Turn up the heat if you're cold. I keep my house around 75 and most people
complain it's too hot, but I like it, and I also quit getting sick--ever. Sure
the electricity bill went up but I consider it worth it to be comfortable.

Other options include, a better bed / pillow, flannel sheets in the winter, a
nice warm blanket. Sleep is like a car, sure you can drive any car, but when
you get QUALITY, it's so much better. ..I say as I drive a 99 Olds Cutlass...

------
LarryMade2
For me one thing that has helped is to get some vital nutrients in soon after
getting up. for me it seems a slight bit of salt in water and some olive oil
(not much).
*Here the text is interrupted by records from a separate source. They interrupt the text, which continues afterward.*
PR #1529, opened 2022-09-07
Remove `get-usage`

sndrs:
we dont run or maintain it. it should live in tracker really, but having it here adds overhead for linting/ts updates even though we don't ever run it.


ob6160 (approved):
looks good!  i've not come across `get-usage` before, what was it doing when it was still in place? does it live in its own repo now?

sndrs:
it tracked the usage of source in our github repo, iirc. really it should live in tracker and be automated. @tjsilver is looking into that currently.

maybe this _should_ live here, but currently it's cobwebby and unused. we can always revert this PR if we decide that in the future

PR #1531, opened 2022-09-08
Make `textSans` default line-height "regular"

joecowton1:

We'd like to set a default line height for each main font that we provide in Source.

Text Sans has had a line height of 150 as a default for many years. In design, we mostly use Text Sans with a line height of 135.

This work is centred around changing that line height and managing the knock-on effects of doing so. We'd like to have as little impact on the external teams as possible.

## What does this change?

- Updates textSans line-height default to `regular` 
- Removes overrides which were setting line-height to `regular` on a per-component basis
- Removes additional padding in `Button` component which was added to correct layout with incorrect line-height
- Removes additional margin which was used to correct alignment in `Summary` component

## UI Changes

The intention behind this PR is that we should update the line height but not cause any UI changes. See Chromatic for a full list of components effected.


packages/@guardian/source-react-components/src/button/styles.ts
```diff
@@ -100,23 +100,12 @@ const subdued = (
 	border-radius: 0;
 `;
 
-/*
```
joecowton1, line 103: This was correcting the position of the text, setting the line-height to 1.35 rather than 1.5 removes the need for this code.

packages/@guardian/source-react-components-development-kitchen/src/summary/styles.ts
```diff
@@ -12,7 +12,6 @@ export const wrapperStyles = (color: string): SerializedStyles => css`
 export const iconStyles = (color: string): SerializedStyles => css`
 	display: flex;
 	flex: 0 1 auto;
-	margin-top: 1px;
```
joecowton1, line 15: This is causing issues with Chromatic diffs but seems the correct thing to do here.

joecowton1: Doesn't work with Chromatic testing, have reverted to the old approach.

packages/@guardian/source-react-components-development-kitchen/src/summary/styles.ts
```diff
@@ -24,7 +24,10 @@ export const messageStyles = (
 	color: string,
 	isBold = true,
 ): SerializedStyles => css`
-	${textSans.medium({ fontWeight: isBold ? 'bold' : 'regular' })}
+	${textSans.medium({
+		fontWeight: isBold ? 'bold' : 'regular',
+		lineHeight: 'loose',
```
joecowton1, line 29: Overriding the line height here so we don't break existing styling.

.changeset/cool-deers-chew.md
```diff
@@ -0,0 +1,9 @@
+---
+'@guardian/eslint-plugin-source-foundations': major
+'@guardian/eslint-plugin-source-react-components': major
+'@guardian/source-foundations': major
+'@guardian/source-react-components': major
+'@guardian/source-react-components-development-kitchen': major
+---
+
+Set default textSans line height to 'regular'
```
sndrs, line 9: It would be really useful to outline what consumers will need to do to accommodate this

packages/@guardian/source-react-components/src/checkbox/styles.ts
```diff
@@ -84,7 +84,7 @@ export const checkbox = (
 				color: ${checkbox.textIndeterminate};
 				content: '-';
 				position: absolute;
-				top: -10px;
+				top: -${space[2]}px;
```
sndrs, line 87: 👍

.changeset/cool-deers-chew.md
joecowton1: The intention is that consumers shouldn't need to make any changes, but we could say that they should expect any textSans copy to now have a tighter line height?

.changeset/cool-deers-chew.md
```diff
@@ -0,0 +1,9 @@
+---
+'@guardian/eslint-plugin-source-foundations': major
+'@guardian/eslint-plugin-source-react-components': major
+'@guardian/source-foundations': major
+'@guardian/source-react-components': major
+'@guardian/source-react-components-development-kitchen': major
+---
+
+Set default textSans line height to 'regular', there should be no change to Source components but any consumers using textSans should expect a default line height of 1.35 rather than 1.5
```
sndrs, line 9: Great!

sndrs (approved):
Great stuff

mxdvl:
I’m afraid this makes our text inaccessible: [Success Criterion 1.4.12: Text Spacing](https://www.w3.org/WAI/WCAG22/Understanding/text-spacing.html)

joecowton1:
Thanks @mxdvl  that's very useful to know! @akemitakagi is going to consult with DAC.

In the meantime we'll roll back these changes.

I take that and I usually feel the difference withing minutes if
not immediately.

For you, maybe you are lacking in some other basics, keep track on how your
body feels and what you've eaten beforehand. You might discover a trend.

------
DanBC
I suggest you see a doctor.

This is not medical advice. I have no medical training. You might want to look
at CBT. This is used for cancer patients to help them manage pain. It's first
line treatment for people with some mild to moderate mental health problems in
the UK.

------
vsergiu
Do you feel like you have 0 energy in your body ? Because I feel this every
day even tho I take B6 and B12 vitamins.